Where Software is Going — Luke Swithenbank

AI made generating code cheap. The disciplines that used to be optional, the harness and knowing what good looks like, are now the whole game.

Everyone is watching the models. I think the model is the least interesting part.

The engineers getting the most out of AI aren’t doing anything new. They’re doing what good engineers have always done: building the harness around the model and knowing what good looks like. That used to be optional. It isn’t anymore.

Addy Osmani’s whitepaper on the new SDLC is the best articulation I’ve seen of why. I agree with a lot of it, but it’s nuanced, so here’s where I land.

An agent is more harness than model

Start with the harness. Addy defines it as everything except the model, which is true, and I’d put the context and the tools inside it too. The tools a model uses drastically improve its output. It’s much easier to string together very powerful tools than to do the lower-level stuff yourself, the same way a scripting language gets you further than a compiled low-level one.

This is just platform work, and it’s how I’ve always approached it. Building good harnesses into the SDLC, even before AI, was the biggest benefit to the speed and quality of a codebase. Building the right gates into CI and the right tools for the engineers was what made the most sense. It even keeps mattering after the code ships. The right tools for observability and debugging are what let people solve issues quickly when they need to.

None of that is new. There’s just more riding on it now.

Context engineering is the cost knob

Context engineering is the knob that changes your price and your bill. I hadn’t thought of it as static context versus dynamic context before, but it makes the most sense.

For myself, I put so much into static context that it then gets overrun, which isn’t great for my bill. It does mean I understand exactly what’s going on, though. I’ve been toying with a friend’s knowledge base (equalseat.ai) and I’m hoping it solves a lot of the dynamic retrieved documents.

I could do a better job of using skills as I need them. A lot of my tasks aren’t as repeatable as I’d like, so I often don’t write them down as explicit skills. Maybe that means I should compose things better, but it’s something I just don’t do that often. Maybe I should run the Claude usage analytics?

Verification is the line

Verification is the line between vibe coding and engineering. I watch the AI work so I can verify what it’s done. I don’t put too much time into formal specs or evals to check it’s done the right thing, unless it’s code review and CI/CD gates.

When most of the work is creative, you have to know what good looks like, and I learn that by seeing results and forming opinions on them. A lot of people download skills off the internet to get good results quickly, because those skills bake in what good looks like. They don’t have to learn it all from scratch, and they get to leverage the work of others.

This is really about evals: checking the AI is moving in the right direction. I need to do this more. You have to be able to measure the output as well as how it got there. The same idea holds outside software, it’s just harder. Measuring guardrails for things unrelated to software engineering is hard. It’s still possible, but you have to know what good looks like there too, and actually think about it.

AI compresses the SDLC

Requirements, architecture and verification stay slow, while generating the code is now much, much faster.

I don’t find that requirements are a spec and a prototype at the same time, but I think that’s a great idea and it makes a lot of sense. Architecture is by far the biggest thing the model can’t do well, and the part we have to weigh in on. Implementation speeds up sometimes, but if there isn’t a good harness or good reviewing, things slow down immensely while the system races to accommodate generating that much code.

I haven’t really wired evals up properly, so again, I need to get better at it so everything runs against a benchmark. You can tell that TDD is how these tools want to work. The maintenance angle is fair too: code that was too risky to touch becomes workable once an LLM can understand it and write tests for it. That doesn’t mean we should touch things we don’t understand.

The economics

All of it lands on one decision, and it’s the part of Addy’s article I refer back to most. There’s a point where agentic engineering makes sense, and a point where vibe coding does. It just depends on maintenance.

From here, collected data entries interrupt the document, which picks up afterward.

PR #1337, opened 2019-06-13
Removes back arrow for first level in main menu.

### LINKED ISSUE #1334: Remove "back arrow" icon from first level of main menu
The current state is this - 

The back arrow performs the same thing as the close icon. It would be preferable to make the action clear by removing the back arrow and keeping just the close icon at the topmost level of the nav. menu.

narendravyas24:
## Description
Resolved bug #1334 . Removed back error to be shown for first level. 

## Related Issue
Closes #1334 .

## Verification Steps
1. Go to the Menu.
2. Back arrow is not shown for first level.

## Checklist:


packages/venia-concept/src/components/Navigation/navHeader.js
```diff
@@ -18,13 +18,17 @@ class NavHeader extends Component {
...
-                <Trigger key="backButton" action={onBack}>
-                    <Icon src={ArrowLeftIcon} />
-                </Trigger>
+                {!isCategoryRoot ? (
+                    <Trigger key="backButton" action={onBack}>
+                        <Icon src={ArrowLeftIcon} />
+                    </Trigger>
+                ) : (
+                    <div />
+                )}
```
supernova-at: I'd prefer defining a `backButton` or similar variable above the JSX and using that here.

For consistency, mainly, but also because with this pattern the reader has to mentally switch from JSX to JS back to JSX and that can be avoided easily.

packages/venia-concept/src/components/Navigation/navigation.js
```diff
@@ -307,11 +317,16 @@ class Navigation extends PureComponent {
 
         return (
             <aside className={className}>
-                <div className={classes.header}>
+                <div
+                    className={`${classes.header} ${
+                        isCategoryRoot ? classes.isRoot : null
+                    }`}
```
supernova-at: Same feedback as above. Please build up this value in a variable above the `return` statement and use it here.

packages/venia-concept/src/components/Navigation/navHeader.js
```diff
@@ -18,13 +18,17 @@ class NavHeader extends Component {
...
             <Fragment>
-                <Trigger key="backButton" action={onBack}>
-                    <Icon src={ArrowLeftIcon} />
-                </Trigger>
+                {!isCategoryRoot ? (
+                    <Trigger key="backButton" action={onBack}>
+                        <Icon src={ArrowLeftIcon} />
+                    </Trigger>
+                ) : (
+                    <div />
```
supernova-at: As far as styling goes, I was expecting this `div` to simply slot into the space that the `Trigger` normally takes up. Is the container not set up properly for that? Can it be?

supernova-at:
Hi @narendravyas24 ,  do you think you'll have any time to look at this this week? If not I can push some minor things to address the feedback.

Thanks!

narendravyas24:
> Hi @narendravyas24 , do you think you'll have any time to look at this this week? If not I can push some minor things to address the feedback.

Hi @supernova-at, Sorry for late reply. Yes I will work on the feedback's shared by you and will let you know asap.
Thanks.

packages/venia-concept/src/components/Navigation/navHeader.js
narendravyas24: @supernova-at : I have performed needed changes as per suggestion, please help to have a look into and share any other concern as well with me.
Thanks.

packages/venia-concept/src/components/Navigation/navigation.js
narendravyas24: ` const isRootClass = isCategoryRoot ? classes.isRoot : null;`

@supernova-at : I have performed suggested changes, please help to have a look into.

packages/venia-concept/src/components/Navigation/navHeader.js
narendravyas24: @supernova-at : Actually removing the back arrow in specific case was distorting the UI completely so in order to match my work according to the shared mockups, I thought it would be better to add a div.

> As far as styling goes, I was expecting this div to simply slot into the space that the Trigger normally takes up. Is the container not set up properly for that? Can it be?

Sorry but I am unable to get what you meant by div to simply slot into the space that the trigger normally takes up.

As I investigated on trigger there is a portion occupied by button that contains svg of back arrow, in my work I thought to replace that with an empty div in order to meet the design changes.

This was my approach but as said earlier that I found no way to adjust UI other than this, please suggest. 

Thanks.

narendravyas24:
@supernova-at : I have worked on feedbacks provided by you also I have updated the branch and performed all changes now in venia-ui.

Please help to have a look into.

packages/venia-ui/lib/components/Navigation/navHeader.js
```diff
@@ -17,13 +17,19 @@ class NavHeader extends Component {
     };
 
     render() {
-        const { classes, onBack, onClose, title } = this.props;
+        const { classes, onBack, onClose, title, isCategoryRoot } = this.props;
```
supernova-at: Please also add `isCategoryRoot` to this component's `propTypes`.

packages/venia-concept/src/components/Navigation/navHeader.js
supernova-at: Oh I just was hoping there was a way to do this without adding the extra `.isRoot` CSS class. No worries 👍

narendravyas24:
Hi @supernova-at ,

I have updated PR's code by taking latest pull from develop. 
I found that there were various recent changes deployed that were affecting the same files that I modified. 

Also components such as navHeader.js and navigation.js are converted to Functional one instead of Class one. 
So I have modified my code accordingly so that there may be no issue further in merging.

I may request you to have a look and share your feedback's if any. 

Thanks.

packages/venia-ui/lib/components/Navigation/navHeader.js
narendravyas24: @supernova-at , I am in no need to send this prop type anymore because after taking latest pull from develop and rework according to the latest deployed changes I found that there is already a variable i.e. isTopLevel been send in navHeader.

So I have used the same. Please have a look and let me know in case if you have any feedback in this.

Thanks.

packages/venia-ui/lib/components/Navigation/navHeader.js
```diff
@@ -26,11 +26,17 @@ const NavHeader = props => {
     const title = titles[view] || titles.MENU;
     const backIcon = isTopLevel && view === 'MENU' ? MenuIcon : ArrowLeftIcon;
 
+    const backButton = !isTopLevel ? (
+        <Trigger key="backButton" action={onBack}>
+            <Icon src={backIcon} />
+        </Trigger>
+    ) : (
+        <div />
```
sirugh: Do we need to render an empty `div`? Is this for spacing?

narendravyas24: Yes it is to adjust spacing. I was unable to find any other way.
If you have any other suggestion, please let me know.

narendravyas24:
> Because of the rewrite of the navigation menu this PR now prevents the back button from showing on any "top level" menu. Because of this, the UX for things like "sign in" or "my account" will no longer have a back arrow. Try it yourself on your PR. Open the menu and click "sign in". You won't be able to navigate back

Thanks for pointing that out @sirugh . I have modified my code and have checked that now back-arrow is available in Sign-in and Create-account as well.

Please help to have a look into and let me know your views.

narendravyas24:
> You'd also have to adjust the CSS accordingly for the other root views, though.
Yes there are some places where css need to be checked, I will check that.

sirugh:
Can you fix the CSS? Look at any of the non "main-menu" pages ie sign in, create account, etc.

[Image from Gyazo](https://gyazo.com/6f3db7c80edd36459cd3bc98cc344bfb)

narendravyas24:
> Can you fix the CSS? Look at any of the non "main-menu" pages ie sign in, create account, etc.
Yeah saw that, will do that.

narendravyas24:
> Can you fix the CSS? Look at any of the non "main-menu" pages ie sign in, create account, etc.

@sirugh : Have fixed that one, please have a look into and share your feedback if any.

> Also test snapshots are broken, you'll need to update those.

Sorry, but I am not aware about what is **test snapshots**, can you please help me in pointing towards right direction.
Thanks.

sirugh:
To update snapshots run `jest -u` and commit the updated snapshot _if_ they make sense. See [here](https://jestjs.io/docs/en/snapshot-testing) for info on snapshot testing :)

narendravyas24:
Hi @sirugh : I have updated the test snapshots and have also resolved all the concerns shared by you. 

Also tested on: https://pr-1337.pwa-venia-staging.com/ 

Please help to have a look into and let me know in case if you have any concern.

Thanks.

packages/venia-ui/lib/components/Navigation/navHeader.js
narendravyas24: @sirugh : Please help to have a look at the changes, I have worked on the concerns shared by you.

narendravyas24:
@sirugh , @revanth0212 : I have resolved the changes as requested please help to review.

packages/venia-ui/lib/components/Navigation/navigation.js
```diff
@@ -76,9 +76,11 @@ const Navigation = props => {
         setView('SIGN_IN');
     }, [setView]);
 
+    const isRootClass = isTopLevel && view === 'MENU' ? classes.isRoot : null;
```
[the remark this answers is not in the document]
narendravyas24: @revanth0212 : I have modified the name as "menuTopLevelClassName" instead of "rootClassName" as it was already given to "aside".
Have also removed the null and replaced with ' '.

Please review.

packages/venia-ui/lib/components/Navigation/navHeader.js
jimbo: > Yes it is to adjust spacing. I was unable to find any other way. If you have any suggestion regarding this, please let me know.

That's certainly one way to do it. 😅

Since you're already making the grid layout dynamic based on whether it's the root, you could just change the number of columns and add some left padding. Then you could render `null` instead of an empty `div`.

```css
.isRoot {
  grid-template-columns: 1fr 3.5rem; /* title, close icon */
  padding-left: 1rem;  /* so the title isn't up against the edge */
}
```

Also, for what it's worth, we don't do class concatenation in our components. Each element should have no more than one classname from the imported object; you can use `composes` to combine styles.

```jsx
const Foo = props => {
  const classes = mergeClasses(defaultClasses, props.classes)

  // `.root` might have some styles of its own
  // `.root_open` and `.root_closed` might compose `.root`
  // and add some extra styles
  const rootClass = props.isOpen ? classes.root_open : classes.root_closed

  return (
    <div className={rootClass} />
  )
}
```

jimbo:
@narendravyas24 Thanks for submitting this PR, and for keeping it updated even as the `Navigation` component changed after you made this branch. I've left some feedback, which you can address if you like. If not, we can merge as-is. 👍

narendravyas24:
@jimbo : Thanks for providing the valuable feedbacks. 

I have worked in order to resolve the feedbacks shared by you, please help to have a look into and let me know if in case anything else is been needed.

Thanks.

packages/venia-ui/lib/components/Navigation/navHeader.js
narendravyas24: @jimbo : Thanks for those suggestions, I have worked on the same. Please review.
Thanks.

I see this often at the moment. Most people don’t need full engineering, and vibe coding works beautifully. Their app is small and only needs to run for a handful of people. It’s like a shared Excel spreadsheet: it does the job and nothing more. It’s when things get popular and need proper maintenance that it gets hectic. Context engineering and model routing are financial levers, and you have to pull them as things heat up. If you don’t, it bites, fast.

Managing teams of agents

Addy spruiks an agents-cli command that lets you build your own prototype managed agent. I think that’s nice, but it’s not foundational.

What’s foundational is humans managing teams of agents. We like creating hierarchies, and this is the same move. He’s spot on that going from conductor to orchestrator is a skills shift. I thought I was an orchestrator. I don’t think I am. I can’t handle more than 10 agents at a time without a lot of help.

What actually changed

So where is software going? Not toward magic, and not toward whoever has the best model. It’s going toward the people who know what good looks like and can build the systems that enforce it.

The harness and knowing what good looks like were always the job. AI didn’t change that. It just made them much harder to skip.

I’m not all the way there myself. I still haven’t wired my evals up properly, and I cap out around 10 agents before I need help. But that’s the stuff to get good at now. Not prompting. It’s the same platform work I’ve been doing for years, it just matters more now.